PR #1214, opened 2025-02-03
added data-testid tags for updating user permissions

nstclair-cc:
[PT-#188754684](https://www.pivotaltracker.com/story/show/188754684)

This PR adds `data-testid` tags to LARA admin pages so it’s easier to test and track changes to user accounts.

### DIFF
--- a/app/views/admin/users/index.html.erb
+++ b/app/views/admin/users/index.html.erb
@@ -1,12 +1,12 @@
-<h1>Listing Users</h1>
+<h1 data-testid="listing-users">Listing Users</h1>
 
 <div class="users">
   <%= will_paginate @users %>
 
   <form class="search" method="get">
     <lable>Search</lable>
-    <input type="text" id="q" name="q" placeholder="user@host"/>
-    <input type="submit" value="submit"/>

==

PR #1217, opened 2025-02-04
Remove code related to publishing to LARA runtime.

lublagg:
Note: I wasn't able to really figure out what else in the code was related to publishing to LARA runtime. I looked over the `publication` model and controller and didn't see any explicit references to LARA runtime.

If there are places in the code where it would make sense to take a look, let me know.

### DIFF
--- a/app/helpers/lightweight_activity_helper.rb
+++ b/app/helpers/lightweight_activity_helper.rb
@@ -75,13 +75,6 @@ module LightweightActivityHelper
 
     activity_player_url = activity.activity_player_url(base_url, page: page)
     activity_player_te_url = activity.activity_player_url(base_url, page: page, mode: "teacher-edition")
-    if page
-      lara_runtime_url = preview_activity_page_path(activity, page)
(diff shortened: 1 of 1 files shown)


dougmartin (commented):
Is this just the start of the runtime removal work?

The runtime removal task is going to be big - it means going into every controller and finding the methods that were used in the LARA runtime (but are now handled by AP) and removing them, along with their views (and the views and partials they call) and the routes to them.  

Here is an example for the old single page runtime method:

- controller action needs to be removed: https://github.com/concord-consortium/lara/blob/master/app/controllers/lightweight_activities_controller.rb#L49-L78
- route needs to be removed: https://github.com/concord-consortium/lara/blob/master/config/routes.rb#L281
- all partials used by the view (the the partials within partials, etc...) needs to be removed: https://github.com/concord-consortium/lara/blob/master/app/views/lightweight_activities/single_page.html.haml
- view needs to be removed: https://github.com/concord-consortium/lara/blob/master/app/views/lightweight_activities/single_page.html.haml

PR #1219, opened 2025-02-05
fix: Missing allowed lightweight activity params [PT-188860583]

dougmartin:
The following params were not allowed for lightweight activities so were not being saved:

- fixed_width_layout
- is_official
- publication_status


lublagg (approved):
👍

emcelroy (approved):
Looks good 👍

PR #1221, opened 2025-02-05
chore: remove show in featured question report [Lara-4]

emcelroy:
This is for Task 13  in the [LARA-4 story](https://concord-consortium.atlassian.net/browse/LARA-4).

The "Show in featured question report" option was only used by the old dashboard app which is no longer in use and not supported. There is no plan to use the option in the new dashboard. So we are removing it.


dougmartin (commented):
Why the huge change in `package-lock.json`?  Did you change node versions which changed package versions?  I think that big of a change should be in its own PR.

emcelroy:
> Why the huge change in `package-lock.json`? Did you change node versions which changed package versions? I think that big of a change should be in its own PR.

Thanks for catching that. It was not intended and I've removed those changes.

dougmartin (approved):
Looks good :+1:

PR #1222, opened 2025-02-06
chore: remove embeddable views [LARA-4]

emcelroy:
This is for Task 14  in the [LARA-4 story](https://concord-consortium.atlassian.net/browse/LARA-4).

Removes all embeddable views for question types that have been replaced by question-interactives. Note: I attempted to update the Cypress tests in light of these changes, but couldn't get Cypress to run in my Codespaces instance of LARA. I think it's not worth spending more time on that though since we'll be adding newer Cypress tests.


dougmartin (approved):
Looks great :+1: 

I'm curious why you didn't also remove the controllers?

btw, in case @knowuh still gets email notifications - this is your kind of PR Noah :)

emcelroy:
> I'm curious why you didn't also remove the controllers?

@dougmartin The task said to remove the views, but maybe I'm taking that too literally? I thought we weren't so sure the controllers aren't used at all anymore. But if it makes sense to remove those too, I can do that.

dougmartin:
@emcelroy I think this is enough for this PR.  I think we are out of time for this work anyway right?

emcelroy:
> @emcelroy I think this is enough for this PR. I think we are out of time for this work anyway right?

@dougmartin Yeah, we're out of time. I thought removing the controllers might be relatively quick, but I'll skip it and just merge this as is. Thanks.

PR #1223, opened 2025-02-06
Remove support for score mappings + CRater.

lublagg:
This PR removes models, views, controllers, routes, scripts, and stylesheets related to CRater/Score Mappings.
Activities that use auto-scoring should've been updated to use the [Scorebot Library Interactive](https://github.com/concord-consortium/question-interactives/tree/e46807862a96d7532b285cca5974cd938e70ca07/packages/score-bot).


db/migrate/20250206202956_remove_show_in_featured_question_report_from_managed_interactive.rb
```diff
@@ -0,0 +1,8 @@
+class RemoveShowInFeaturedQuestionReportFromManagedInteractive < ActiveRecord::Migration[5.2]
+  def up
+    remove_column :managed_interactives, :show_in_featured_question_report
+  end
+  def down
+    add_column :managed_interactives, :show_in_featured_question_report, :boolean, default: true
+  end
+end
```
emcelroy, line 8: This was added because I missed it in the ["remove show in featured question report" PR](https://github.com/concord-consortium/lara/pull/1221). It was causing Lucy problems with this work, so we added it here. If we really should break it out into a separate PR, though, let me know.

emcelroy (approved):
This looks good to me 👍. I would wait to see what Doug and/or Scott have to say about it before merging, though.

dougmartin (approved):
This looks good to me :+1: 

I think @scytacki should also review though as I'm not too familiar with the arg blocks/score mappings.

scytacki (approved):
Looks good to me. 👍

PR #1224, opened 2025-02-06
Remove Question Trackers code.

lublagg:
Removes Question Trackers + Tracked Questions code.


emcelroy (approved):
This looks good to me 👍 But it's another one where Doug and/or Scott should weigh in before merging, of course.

**Required work**
Copy the lines above exactly, beginning at the line that has "PR #1214, opened 2025-02-03" and stopping after the line that has "-1,12 +1,12 @@", and omit the rest.

**Answer space**
PR #1214, opened 2025-02-03
added data-testid tags for updating user permissions

nstclair-cc:
[PT-#188754684](https://www.pivotaltracker.com/story/show/188754684)

This PR adds `data-testid` tags to LARA admin pages so it’s easier to test and track changes to user accounts.

### DIFF
--- a/app/views/admin/users/index.html.erb
+++ b/app/views/admin/users/index.html.erb
@@ -1,12 +1,12 @@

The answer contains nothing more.